PR #2273, opened 2025-02-28
DIS-239: Evergreen patron email update

Chloe070196:
Jira ticket: [DIS-239](https://aspen-discovery.atlassian.net/browse/DIS-239)

[DIS-239]: https://aspen-discovery.atlassian.net/browse/DIS-239?atlOrigin=eyJpIjoiNWRkNTljNzYxNjVmNDY3MDlhMDU5Y2ZhYzA5YTRkZjUiLCJwIjoiZ2l0aHViLWNvbS1KU1cifQ

### DIFF
--- a/code/web/Drivers/Evergreen.php
+++ b/code/web/Drivers/Evergreen.php
@@ -2593,6 +2593,9 @@ class Evergreen extends AbstractIlsDriver {
 						if (!empty($mappedPatronData['suffix'])) {
 							$user->_fullname .= ' ' . $mappedPatronData['suffix'];
 						}
+						if (!empty($mappedPatronData['email'])) {
+							$user->email = $mappedPatronData['email'];
+						}
 						$user->_fullname = trim($user->_fullname);
 
 						if (!empty($mappedPatronData['expire_date'])) {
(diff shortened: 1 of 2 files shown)


code/web/Drivers/Evergreen.php
```diff
@@ -778,11 +778,74 @@ function changeHoldPickupLocation(User $patron, $recordId, $itemToUpdateId, $new
...
+
+		/** It seems the response sent back by the Evergreen API will have a
+		 * status code of 200 even upon failure (eg. if the patron password
+		 * is incorrect.) However, a successful update will always result
+		 * in the "payload" property being set to 1. Check for this instead.
+		*/
+		$response['success'] = $responseData['payload'][0] == 1;
+
+		if (!$response['success']) {
+			global $logger;
```
mdnoble73, line 846: @Chloe070196 if the call is successful here we should update the email that we have stored for the patron within Aspen.

code/web/Drivers/Evergreen.php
——————
> [Your instructions]:
Reproduce the data, keeping every line exactly the same.

> [Result below]:
PR #2273, opened 2025-02-28
DIS-239: Evergreen patron email update

Chloe070196:
Jira ticket: [DIS-239](https://aspen-discovery.atlassian.net/browse/DIS-239)

[DIS-239]: https://aspen-discovery.atlassian.net/browse/DIS-239?atlOrigin=eyJpIjoiNWRkNTljNzYxNjVmNDY3MDlhMDU5Y2ZhYzA5YTRkZjUiLCJwIjoiZ2l0aHViLWNvbS1KU1cifQ

### DIFF
--- a/code/web/Drivers/Evergreen.php
+++ b/code/web/Drivers/Evergreen.php
@@ -2593,6 +2593,9 @@ class Evergreen extends AbstractIlsDriver {
 						if (!empty($mappedPatronData['suffix'])) {
 							$user->_fullname .= ' ' . $mappedPatronData['suffix'];
 						}
+						if (!empty($mappedPatronData['email'])) {
+							$user->email = $mappedPatronData['email'];
+						}
 						$user->_fullname = trim($user->_fullname);
 
 						if (!empty($mappedPatronData['expire_date'])) {
(diff shortened: 1 of 2 files shown)


code/web/Drivers/Evergreen.php
```diff
@@ -778,11 +778,74 @@ function changeHoldPickupLocation(User $patron, $recordId, $itemToUpdateId, $new
...
+
+		/** It seems the response sent back by the Evergreen API will have a
+		 * status code of 200 even upon failure (eg. if the patron password
+		 * is incorrect.) However, a successful update will always result
+		 * in the "payload" property being set to 1. Check for this instead.
+		*/
+		$response['success'] = $responseData['payload'][0] == 1;
+
+		if (!$response['success']) {
+			global $logger;
```
mdnoble73, line 846: @Chloe070196 if the call is successful here we should update the email that we have stored for the patron within Aspen.

code/web/Drivers/Evergreen.php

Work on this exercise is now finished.